Figure 5.

Binding of m₃G-cap and of CRM1 to snurportin 1 are mutually exclusive. (A) Immobilized snurportin 1 was used to bind recombinant CRM1 out of total E. coli lysate either in the presence (lanes 3 and 5) or absence (lanes 2 and 4) of a 10-fold molar excess of a m₃G-cap oligonucleotide (5 μM). Where indicated, 11 μM RanQ69L was also added (lanes 4 and 5). In the absence of Ran-GTP, m₃G-cap prevented binding of CRM1 to snurportin, while in the presence of Ran-GTP binding of CRM1 to snurportin 1 is reduced but not abolished by m₃G-cap. (B) Formation of the trimeric snurportin/CRM1/ RanGTP complex was measured as in Fig. 2 A, with the modification that the concentration of CRM1 was kept constant at 300 nM and the concentration of snurportin 1 was varied. Where indicated, snurportin 1 had been preincubated with either 5 μM m₃G-capped oligonucleotide or m⁷GpppG dinucleotide. Note that the m₃G-cap RNA oligonucleotide specifically inhibited trimeric complex formation, while the m⁷G-cap analogue had no effect. (C) Measurements were performed exactly as in B except that a Rev-NES-BSA conjugate was used instead of snurportin.
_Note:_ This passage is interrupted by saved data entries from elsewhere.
PR #14, opened 2026-02-13
Add .arch/repo.yaml for architecture data mesh

justinwlin:
## Summary

- Adds `.arch/repo.yaml` to register this repo in the RunPod architecture data mesh
- Auto-discovered by `build-db.ts` in [runpod/architecture](https://github.com/runpod/architecture)
- Includes: 7 handlers, 1 env var, 4 conventions, 3 failure modes, 2 key files

Companion PR: https://github.com/runpod/architecture/pull/27

PR #16, opened 2026-03-06
fix: correct .arch/repo.yaml service_calls and conventions

justinwlin:
Fixes errors in the `.arch/repo.yaml` merged in #14.

## Changes
- **Remove fabricated `serverless-runtime` service_call** — `api.runpod.ai/v2` does not exist anywhere in the codebase. All tools use a single base URL: `https://rest.runpod.io/v1` via `runpodRequest()`
- **Fix conventions** — updated from "Two API helpers" to correctly state there is one helper (`runpodRequest()`) and one base URL

### DIFF
--- a/.arch/repo.yaml
+++ b/.arch/repo.yaml
@@ -78,14 +78,9 @@ service_calls:
   - target: rest-api
     type: http
     protocol: https
-    purpose: All Runpod REST API operations (rest.runpod.io/v1)
+    purpose: All Runpod REST API operations including pods, endpoints, templates, network volumes, container registry, and serverless job management — all via https://rest.runpod.io/v1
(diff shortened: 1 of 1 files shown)


TimPietruskyRunPod (approved):
Looks good — correctly removes the fabricated serverless-runtime service call and consolidates to the single runpodRequest() helper. search_pattern addition is a nice touch for discoverability.

max4c (commented):
The service-call section is corrected, but the metadata still advertises runtime handlers like `run-endpoint`, `runsync-endpoint`, `get-job-status`, and `stream-job` that do not exist on current `main`. Because this PR is metadata-only, that stale handler inventory is the main remaining correctness issue.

Note that the m₃G-cap RNA oligonucleotide had no effect on the Rev-NES/CRM1/RanGTP interaction. (D) Measurements were performed exactly as in B, varying the concentrations of the following export substrates: snurportin 1; HIV Rev protein; Rev-NES peptide 1, which is a synthetic peptide (cys-LPPLERLTL) corresponding to the minimum Rev activation domain, Rev-NES peptide 2, which is a slightly larger peptide (cys-PVPLQLPPLERLTLD) that also includes NH₂- and COOH-terminally flanking residues, Mut. NES peptide (cys-LPPDLRLTL), which corresponds to a loss-of-function mutant of the activation domain, was used as a negative control.